The limits of recovering from application logic failures

I have been blathering on all week about how to prepare for application logic failures in services and how to potentially recover from the damage those errors cause. I have yammered on about command journals (twice), tombstones, versioning etc. But none of these techniques is magical. They all have very serious limits that mean in most non-trivial cases the best one can really do is say to the user ”Here is the command I screwed up, here are the specific mistakes made, here is what the values should have been, do you want to repair this damage?” Below I explore three specific examples of those limits that I call: read syndrome, put syndrome and e-tag effect.

This article is part of a series. Click here to see summary and complete list of articles in the series.


1 Read syndrome

Lets say there is a buggy command that incorrectly changes some piece of data. Later the bug is discovered and so now there is a desire to fix the damage. However between the time that the buggy command was issued and the time the bug was discovered someone may have read the incorrect data and made decisions based on that incorrect data. Those decisions could then be used to update other parts of the system or systems external to the one with the bug.

For example, let’s say that due to a bug the title of some object, recorded as a column in a row, was written out as ”bar” when it should have been ”foo”. After the buggy command someone else comes along, reads the title, sees that it is ”bar” and starts writing out ”bar” in other locations as a pointer to the object. If I now change the column value from ”bar” back to the intended value ”foo” I will break those links and cause damage. In essence the wrong value, to a certain extent, has become the ’right’ value.
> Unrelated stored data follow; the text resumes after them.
PR #937, opened 2019-02-20
fix: temporary revert of unverified dependencies

miroslavstastny:
Reverts latest upgrade of `fela` and removes `mdn-polyfills`.
This libraries will be added again with the new approval process.


docs/src/index.ejs
```diff
@@ -26,7 +26,6 @@
   </script>
 </head>
 <body>
-  <script src="https://cdn.jsdelivr.net/npm/@babel/polyfill@7/dist/polyfill.min.js"></script>
```
layershifter, line 29: Not sure that we should revert this as it affects only our doc site.

layershifter (approved):

docs/src/index.ejs
kuzhelov: yes, agree with the point - but would rather see this being an atomic change: it would be easier to explain this PR as "reverting these two commits", rather than say that "it is partial revert, here are the things that were preserved". Would vote for forfeiting absolute correctness in favour of management simplicity here

kuzhelov (approved):
lets just introduce changelog entry (also, given that Fela upgrade change was introduced as a breaking one, we might want to consider to do the same thing with temp downgrade story)

PR #939, opened 2019-02-20
fix(Accordian Indicator): Updating themeing

bcalvery:
Latest changes:
image

Goal to match Teams control messages:
image

Issues:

To detect the possibility of read syndrome I need to, at the very least, record the last time someone read a particular value. I also need to track down reads on any commands that could leak, directly or indirectly, the incorrect state. But even if I had all of this data I cannot, in the general case, tell the difference between a read that led to action and read that did not. So once again the best I can do in the general case is lay the facts before the user and let them decide how to compensate.

2 Put syndrome

It is common for clients who wish to update the state of a system to first read in the state of the system, locally change the parts they want updated and then upload the entire state back to the system. A classic example of this is using PUT against the table store. PUT replaces everything in the row it is pointed at. So if one uses PUT (rather than MERGE) then one has to read in the entire state of the row and then upload the entire state including desired changes. This behavior complicates recovering from data corruption.

If a row has been updated after a buggy command is issued with the same buggy value there is an ambiguity. Did the user intend the buggy value (perhaps in the sense of the read syndrome defined above) to now be the correct value or was the user just using replacement style PUT logic? Generally one can’t tell the difference and so one has to ask the user to clarify intent.

Note that particularly with bugs that produce unpredictable output, versioning can be very useful here. With versioning one can see exactly what value the buggy command actually outputted and then see if the next update used the same value or not. If the value is not the same then one more or less has to assume the update is meaningful. If the value is the same then the ambiguity exists. But at least with versioning one can reduce the number of ambiguous cases.

3 Etag effect

A request is sent to a service to update some values. There is a logic bug and the update is mangled. This is later discovered and the suspect command identified from the command journal. But the command included an if-match or similar header that predicated the command’s execution on a specific e-tag or other condition. It’s tempting to argue that the error should just be fixed but this can only apply if the system conditions are the same as those described in the e-tag. Otherwise the change could just end up causing even more damage.

So in theory in order to fix the damage first one must determine if the system state is the same as the one in the etag. But even assuming that the etag is directly taken from the table store (unlikely for all but the most trivial systems) the put syndrome means its easy to be fooled into thinking the system state has changed when it has not. At best what one can do is use a versioning system to see what state the etag represented and then determine if the system is still in the same state. If so then perhaps the fix can be applied. Assuming, of course, that the user still wants the value set that way at this point in time. So again, even assuming a versioning system is available, at best what one can do is explain the situation to the user, provide the context information and let the user make a decision.

Note that the etag effect applies even if there is no etag. When a user issues a command they do so in a certain context whose parts may involve information outside the knowledge of the service itself. Undoing an erroneous command without knowledge of that context can potentially cause more damage than it fixes so once again, in the general case, one must consult the user.